** PROVIDED RECORDS follows **

PR #145, opened 2021-09-23
Iontransport

vaoskar:
It might not be fully fit for merging at the moment, but I open the pull request anyway so you can have a look at it


fvm/Equation/AdvectionInterpolationCoefficient.cpp
```diff
@@ -14,11 +14,13 @@ using namespace std;
  * Constructor.
  */
 AdvectionInterpolationCoefficient::AdvectionInterpolationCoefficient(Grid*g, fluxGridType fluxGridType, 
-        adv_bc bc_l, adv_bc bc_u){
+        adv_bc bc_l, adv_bc bc_u, len_t offset){
```
hoppe93, line 17: Could you add a comment above describing the various input parameters? Something like:

```
g:            Grid on which the advection term lives.
fluxGridType: Coordinate in which we will interpolate (radius, p1 or p2).
bc_l:         Boundary condition to assume on the lower boundary.
bc_u:         Boundary condition to assume on the upper boundary.
offset:       For quantities with multiples, the offset into the quantity for
              which interpolation should be done (e.g. ion charge state
              index).
```

fvm/Equation/DiffusionTerm.set.cpp
```diff
@@ -44,12 +44,15 @@
...
-
                 // Trapping BC: even if the cell is not ignorable, it may still 
                 // be such that the radial flux should be mirrored 
-                if(!isNegativeTrappedRadial && ( Drr(ir, i, j, drr) || Drr(ir+1, i, j, drr) ) ){
+                
+                // For the Ions in DREAM the transient term is defined such that the 
+                // diffusion coefficients should must be negative to get the correct
+                // sign on the diffusion term, which is why we use abs(Drr) here. 
+                // This should however probably be reworked in a better way...
+                if(!isNegativeTrappedRadial && ( abs(Drr(ir, i, j, drr)) || abs(Drr(ir+1, i, j, drr)) ) ){
```
hoppe93, line 54: May want to explicitly give ``std::abs()``. The compiler may otherwise silently replace the ``std::abs()`` function with the old ``abs()`` function from the C standard library, which only operates on integers.

I would also favour explicitly writing ``std::abs(...) > 0`` to emphasize what is being tested here.

fvm/Equation/DiffusionTerm.set.cpp
```diff
@@ -44,12 +44,15 @@
                 /////////////////////////
                 // RADIUS
                 /////////////////////////
-
                 // Trapping BC: even if the cell is not ignorable, it may still 
                 // be such that the radial flux should be mirrored 
-                if(!isNegativeTrappedRadial && ( Drr(ir, i, j, drr) || Drr(ir+1, i, j, drr) ) ){
+                
+                // For the Ions in DREAM the transient term is defined such that the 
+                // diffusion coefficients should must be negative to get the correct
```
hoppe93, line 51: "Should" or "must"?

fvm/Equation/DiffusionTerm.set.cpp
hoppe93, line 54: I don't quite follow the logic here... To me it seems that the ``abs(...)`` checks if the diffusion coefficient is non-zero, which could equivalently (and more clearly and safely) be done with ``Drr(...) != 0``. I also don't quite understand which situation the comment above refers to? Would it happen in a case where the coefficient provided by the user is still "correct"? Or is this a way of changing the sign of a diffusion coefficient which was given the "wrong" sign by the user?

fvm/Equation/Operator.cpp
```diff
@@ -24,24 +26,48 @@ Operator::~Operator() {}
...
+ * to make it possible to add also advection-diffusion
+ * terms as ordinary terms, ie not via an AdvectionDiffusionTerm.
+ * This is needed for example for advection-diffusion terms on a
+ * quantity with more multiples than one (e.g. ions in DREAM), as the
+ * AdvectionDiffusionTerm class is presently not adapted for such terms.
  */
-void Operator::AddTerm(AdvectionTerm *a) {
-    if (adterm == nullptr)
-        adterm = new AdvectionDiffusionTerm(this->grid);
+void Operator::AddTerm(AdvectionTerm *a, bool addAsEquationTerm) {
```
hoppe93, line 36: Could an equivalent effect be achieved by defining a method ``AddTerm(IonChargedAdvectionDiffusionTerm<AdvectionTerm>*)`` instead of using the new flag  ``addAsEquationTerm``?

fvm/Equation/Operator.cpp
```diff
@@ -24,24 +26,48 @@ Operator::~Operator() {}
...
+ * to make it possible to add also advection-diffusion
+ * terms as ordinary terms, ie not via an AdvectionDiffusionTerm.
+ * This is needed for example for advection-diffusion terms on a
+ * quantity with more multiples than one (e.g. ions in DREAM), as the
+ * AdvectionDiffusionTerm class is presently not adapted for such terms.
  */
-void Operator::AddTerm(DiffusionTerm *d) {
-    if (adterm == nullptr)
-        adterm = new AdvectionDiffusionTerm(this->grid);
+void Operator::AddTerm(DiffusionTerm *d, bool addAsEquationTerm) {
```
hoppe93, line 59: Same comment as for the ``AdvectionTerm`` case...

include/DREAM/Equations/Fluid/IonBoundaryCondition.tcc
```diff
@@ -0,0 +1,145 @@
...
+#include "DREAM/Equations/Fluid/IonBoundaryCondition.hpp"
+
+
+/**
+ * Constructor.
+ */
+template<class T>
+IonBoundaryCondition<T>::IonBoundaryCondition(
+    FVM::Grid *g, IonHandler *ihdl, const len_t iIon,
+    Args&& ... args
```
hoppe93, line 15: Does this compile? I thought some additional template declarations had to be added for this parameter packing to work?

fvm/Equation/DiffusionTerm.set.cpp
vaoskar: Must ;) (unless we have some weird case with effectively negative diffusion coefficients)

fvm/Equation/DiffusionTerm.set.cpp
vaoskar: Well, the `Drr` has to be negative for the ions due to the IonTransientTerm having a different sign than the ordinary TransientTerm, while for other quantities `Drr` should be positive. (the user still gives positive coefficents in the python interface, and then `Drr` is set to minus the user-given value). But as we don't know here what quantity `Drr` applies to, we need to accept both positive and negative `Drr`. And yes, the logic would be the same if the `abs()` were replaced by `Drr(...) != 0`.

fvm/Equation/Operator.cpp
vaoskar: I think so, yes

include/DREAM/Equations/Fluid/IonBoundaryCondition.tcc
vaoskar: I didn't touch the boundary conditions, I thought this was something that you did because you needed it for STREAM? So, you tell me?

include/DREAM/Equations/Fluid/IonChargedAdvectionDiffusionTerm.tcc
```diff
@@ -0,0 +1,114 @@
...
+void IonChargedAdvectionDiffusionTerm<T>::SetCSVectorElements(
+    real_t *vec, const real_t *f, const len_t /*iIon*/, const len_t Z0, const len_t rOffset
+) {
+	if(Z0<1)
+		return;
+		
+    SetCoeffs(Z0); 
+    this->T::SetVectorElements(vec+rOffset, f+rOffset);
+    // Indexing was originally copied from IonKineticIonizationTerm, 
+    // but there the last rOffset was missing. Should it be like that?
```
hoppe93, line 113: Looks right to me! I think it's correct in IonKineticIonizationTerm, because the offset is added later in ``MomentQuantity::SetVectorElements()``. Here, since the ``SetVectorElements()`` is owned by either ``AdvectionTerm`` or ``DiffusionTerm``, the code for ``SetVectorElements()`` assumes that the quantity has size ``nr``. Thus, you should indeed add ``rOffset``, which is defined as ``Zindex*nr``, where ``Zindex`` is the index of the curent charge state.

include/DREAM/Equations/Fluid/IonEquationTerm.tcc
```diff
@@ -21,6 +21,15 @@ IonEquationTerm<T>::IonEquationTerm(FVM::Grid *g, IonHandler *ihdl, const len_t
...
 
+/**
+ * Constructor for AdvectionTerm or DiffusionTerm
+ */
+template<class T>
+IonEquationTerm<T>::IonEquationTerm(FVM::Grid *g, IonHandler *ihdl, const len_t iIon, bool allocCoefficients)
+    : T(g, allocCoefficients), ions(ihdl), iIon(iIon) {
+
+    this->Zion = this->ions->GetZ(iIon);
+}
```
hoppe93, line 32: I would favour just keeping this constructor and give ``allocCoefficients`` a default value in ``IonEquationTerm.hpp``. Then  would avoid having to implement it twice.

include/DREAM/Equations/Fluid/IonEquationTerm.hpp
```diff
@@ -19,6 +19,7 @@ namespace DREAM {
 
     public:
         IonEquationTerm(FVM::Grid*, IonHandler*, const len_t iIon);
+        IonEquationTerm(FVM::Grid*, IonHandler*, const len_t iIon, bool allocCoefficients);
```
hoppe93, line 22: Remove the other constructor and change the last parameter here to ``bool allocCoefficients=false``?

include/DREAM/Equations/Fluid/IonEquationTerm.tcc
hoppe93, line 32: Not sure if it's possible, but if it is, it would be nice to just keep this constructor and give ``allocCoefficients`` a default value.

include/DREAM/Equations/Fluid/IonNeutralAdvectionDiffusionTerm.tcc
```diff
@@ -0,0 +1,67 @@
...
+IonNeutralAdvectionDiffusionTerm<T>::~IonNeutralAdvectionDiffusionTerm(){}
+
+template<class T>
+bool IonNeutralAdvectionDiffusionTerm<T>::SetCSJacobianBlock(
+    const len_t uqtyId, const len_t derivId, FVM::Matrix *jac, const real_t *f,
+    const len_t /*iIon*/, const len_t Z0, const len_t rOffset
+){
+    bool contributes = false;
+    
+    if(!this->HasJacobianContribution(derivId) || Z0>0)
```
hoppe93, line 24: Switch the order of these checks. If statements are always evaluated left -> right, and comparing an integer to a constant is always way faster than calling ``HasJacobianContribution()``.

include/FVM/Equation/Operator.hpp
```diff
@@ -42,8 +42,8 @@ namespace DREAM::FVM {
 
         ~Operator();
 
-        void AddTerm(AdvectionTerm *a);
-        void AddTerm(DiffusionTerm *d);
+        void AddTerm(AdvectionTerm *a, bool addAsEquationTerm = false);
+        void AddTerm(DiffusionTerm *d, bool addAsEquationTerm = false);
```
hoppe93, line 46: (see my comment for the cpp file)

src/Equations/Fluid/IonChargedAdvectionTerm.cpp
```diff
@@ -0,0 +1,100 @@
...
+#include "FVM/Grid/Grid.hpp"
+
+#include <iostream>
+
+using namespace DREAM;
+
+IonChargedAdvectionTerm::IonChargedAdvectionTerm(FVM::Grid *grid, IonHandler *ions, const len_t iIon, 
+    bool allocCoefficients, FVM::AdvectionInterpolationCoefficient::adv_interpolation intp,
+    OptionConstants::adv_jacobian_mode jac_mode, len_t id, real_t damping_factor) : IonChargedAdvectionDiffusionTerm<FVM::AdvectionTerm>(grid, ions, iIon, allocCoefficients){
+	    std::cout<<"check charged 2 \n";
```
hoppe93, line 11: Debug?

src/Equations/Fluid/IonChargedAdvectionTerm.cpp
```diff
@@ -0,0 +1,100 @@
...
+
+    len_t idx = this->ions->GetIndex(iIon, 0);
+    for(len_t Z0 = 1; Z0<=Zion; Z0++,idx++)
+        this->deltars.push_back(new FVM::AdvectionInterpolationCoefficient(grid, FVM::FLUXGRIDTYPE_RADIAL, FVM::AdvectionInterpolationCoefficient::AD_BC_MIRRORED, FVM::AdvectionInterpolationCoefficient::AD_BC_DIRICHLET, idx*nr));
+    
+    this->interpolationCoefficientsShared = false;
+}
+
+void IonChargedAdvectionTerm::DeallocateInterpolationCoefficients(){
+    for (auto it = deltars.begin(); it != deltars.end(); it++)
```
hoppe93, line 32: Just FYI C++ also has a more compact syntax for this:
```
for (auto dt : deltars)
```
In this case, ``dt`` will not be an iterator but a reference to the element directly (i.e. what you get when you dereference ``it`` now, ``*it``)

src/Equations/Fluid/IonChargedDiffusionStochasticBTerm.cpp
```diff
@@ -0,0 +1,110 @@
...
+    for(len_t Z0=1; Z0<=Zion; Z0++)
+        delete [] this->dDrrdNi[Z0-1];
+    delete [] this->dDrrdNi;
+}
+
+void IonChargedDiffusionStochasticBTerm::SetCoeffsAllCS(const real_t t){
+}
+
+void IonChargedDiffusionStochasticBTerm::SetDiffCoeffsAllCS(const real_t t){
+}
```
hoppe93, line 77: What is the purpose of these methods?

hoppe93: Aha, they are declared virtual and null in the parent class? Then this is fine. (If it's not necessary to implement the methods in the derived class, I typically let the parent class implement the methods like this however to not have to write the extra few lines in every child class)

src/Settings/Equations/ions.cpp
```diff
@@ -311,6 +362,81 @@ void SimulationGenerator::ConstructEquation_Ions(EquationSystem *eqsys, Settings
...
+            nZ0_neutral_prescribed_diffusion++;
+        }
+    }
+    
+    // Find number of charge states with prescribed advection
+    len_t nZ0_charged_prescribed_advection = 0;
+    len_t nZ0_neutral_prescribed_advection = 0;
+    for(len_t iZ=0;iZ<nZ;iZ++){
+        cout<<"charged advection modes: "<<charged_advection_mode[iZ]<<"\n";
+        cout<<"neutral advection modes: "<<neutral_advection_mode[iZ]<<"\n";
```
hoppe93, line 383: Debug?

src/Settings/Equations/ions.cpp
```diff
@@ -311,6 +362,81 @@ void SimulationGenerator::ConstructEquation_Ions(EquationSystem *eqsys, Settings
...
+        if(charged_advection_mode[iZ] == OptionConstants::ION_CHARGED_ADVECTION_MODE_PRESCRIBED){
+            nZ0_charged_prescribed_advection += Z[iZ];
+        }
+        if(neutral_advection_mode[iZ] == OptionConstants::ION_NEUTRAL_ADVECTION_MODE_PRESCRIBED){
+            nZ0_neutral_prescribed_advection++;
+        }
+    }
+    
+    cout<<" charged advection: "<<nZ0_charged_prescribed_advection<<"\n";
+    cout<<" neutral advection: "<<nZ0_neutral_prescribed_advection<<"\n";
```
hoppe93, line 393: Debug?

src/Settings/Equations/ions.cpp
```diff
@@ -311,6 +362,81 @@ void SimulationGenerator::ConstructEquation_Ions(EquationSystem *eqsys, Settings
...
+            offsetNeutralDiffusion++;
+        }
+    }
+    
+    // Add advection terms
+    len_t offsetChargedAdvection = 0;
+    len_t offsetNeutralAdvection = 0;
+    for(len_t iZ=0;iZ<nZ;iZ++){
+        if(charged_advection_mode[iZ] == OptionConstants::ION_CHARGED_ADVECTION_MODE_PRESCRIBED){
+            cout<<"check charged \n";
```
hoppe93, line 430: Debug?

src/Settings/Equations/ions.cpp
```diff
@@ -311,6 +362,81 @@ void SimulationGenerator::ConstructEquation_Ions(EquationSystem *eqsys, Settings
...
+            eqn->AddTerm(new IonChargedPrescribedAdvectionTerm(fluidGrid, ih, iZ, true, adv_interp_r_charged, adv_jac_mode_r_charged, id_ni, fluxLimiterDampingCharged, offsetChargedAdvection, FrChargedPrescribed), true);
+            offsetChargedAdvection+=Z[iZ];
+        }
+        if(neutral_advection_mode[iZ] == OptionConstants::ION_NEUTRAL_ADVECTION_MODE_PRESCRIBED){
+            cout<<"check neutral \n";
```
hoppe93, line 435: Debug?

py/DREAM/Settings/Equations/IonSpecies.py
```diff
@@ -447,6 +614,187 @@ def initialize_prescribed_charge_state(self, Z0, n=None, r=None, t=None, interpr
             self.initialize_prescribed(n=N, t=t, r=r)
         else:
             raise EquationException("ion_species: '{}': Unrecognized shape of prescribed density: {}.".format(self.name, n.shape))
+            
+            
+            
+            
+    def initialize_charged_prescribed_diffusion(self, charged_prescribed_diffusion=None, rChargedPrescribedDiffusion=None, tChargedPrescribedDiffusion=None, interpr=None, interpt=None):
```
hoppe93, line 621: General comment about all these ``initialize`` routines: do you think it would be possible to put most of the logic in a general initialization routine which utilizes Python's dynamic variables to avoid duplicating code? I imagine that these initialization methods would remain, but their contents would be reduced to calling a general method which also takes an additional parameter which indicates the name of the relevant variables to set. Instead of setting ``self.tChargedPrescribedDiffusion`` explicitly, one would then call ``setattr(self, f"t{name}PrescribedDiffusion", value)``, or something like that.

(This is how it's done in the general transport interface, ``py/DREAM/Settings/Transport.py``)

py/DREAM/Settings/Equations/Ions.py
```diff
@@ -2,13 +2,29 @@
...
+AD_INTERP_DOWNWIND = AdvectionInterpolation.AD_INTERP_DOWNWIND
+AD_INTERP_QUICK    = AdvectionInterpolation.AD_INTERP_QUICK 
+AD_INTERP_SMART    = AdvectionInterpolation.AD_INTERP_SMART 
+AD_INTERP_MUSCL    = AdvectionInterpolation.AD_INTERP_MUSCL 
+AD_INTERP_OSPRE    = AdvectionInterpolation.AD_INTERP_OSPRE 
+AD_INTERP_TCDF     = AdvectionInterpolation.AD_INTERP_TCDF  
+
+AD_INTERP_JACOBIAN_LINEAR = AdvectionInterpolation.AD_INTERP_JACOBIAN_LINEAR
+AD_INTERP_JACOBIAN_FULL   = AdvectionInterpolation.AD_INTERP_JACOBIAN_FULL  
+AD_INTERP_JACOBIAN_UPWIND = AdvectionInterpolation.AD_INTERP_JACOBIAN_UPWIND
```
hoppe93, line 26: This is fine, but I just want to mention that the reason we have declarations like these in f_hot and f_re is because of backwards compatibility. When the advection interpolation classes were originally implemented, we only applied them to distribution functions. Later, when we added support for advection interpolation in the transport interface, we added the common ``AdvectionInterpolation`` class in the Python interface. I now recommend only taking the settings for the interpolation coefficients from that class, but since a fair number of scripts used the old interface with constants defined in ``HotElectronDistributionFunction.py`` we defined coefficients there as well.

So in short, in my view of how we should write scripts in the future, these definitions are unnecessary. As long as they map to the same constants in ``AdvectionInterpolation``, this is fine though.

fvm/Equation/DiffusionTerm.set.cpp
hoppe93: Ok... But so it doesn't really have to with the sign of ``Drr``, but just whether it's non-zero or not?

When taking the absolute value in C++, you should make a habit of explicitly writing ``std::abs()`` since you might otherwise get the C version of ``abs()`` without the compiler telling you. The C version only operates on integers, so in this case any diffusion coefficient with ``|Drr| < 1`` would be treated as identically zero (assuming you are unlucky and get the C version of ``abs()``). I would still highly recommend checking for zero explicitly instead, since it's both clearer and faster.

include/DREAM/Equations/Fluid/IonBoundaryCondition.tcc
hoppe93: Then it probably compiles and there's just some magic which I can't see now going on :)

py/DREAM/Output/FluidQuantity.py
```diff
@@ -152,7 +152,7 @@ def get(self, r=None, t=None):
             return self.data[t,r]
 
         
-    def plot(self, ax=None, show=None, r=None, t=None, log=False, colorbar=True, VpVol=False, weight=None, **kwargs):
+    def plot(self, ax=None, show=None, r=None, t=None, log=False, colorbar=True, VpVol=False, weight=None, ms_time=False, **kwargs):
```
hoppe93, line 155: Ooh, this looks like a good idea! Maybe we could even generalize it further so that it's a string indicating if we want seconds, milliseconds, microseconds or nanoseconds? I can do that.

py/DREAM/Output/IonSpecies.py
```diff
@@ -138,4 +139,23 @@ def plot(self, t=None, r=None, Z0=None, ax=None, show=None):
...
+        
+    def plotSum(self, Z0 = None, integrate = False, **kwargs):
+        if Z0 is None: Z0 = slice(None)
+        states = self.ionstates[Z0]
+        data = None
+        for state in states:
+            if data is None:
+                data = state.data
+            else:
+                data = data + state.data
```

** End of PROVIDED RECORDS **

WORK TO COMPLETE:
All lines in the records above that contain "weight" are to be reported.

PROBLEM SOLUTION:
-    def plot(self, ax=None, show=None, r=None, t=None, log=False, colorbar=True, VpVol=False, weight=None, **kwargs):
+    def plot(self, ax=None, show=None, r=None, t=None, log=False, colorbar=True, VpVol=False, weight=None, ms_time=False, **kwargs):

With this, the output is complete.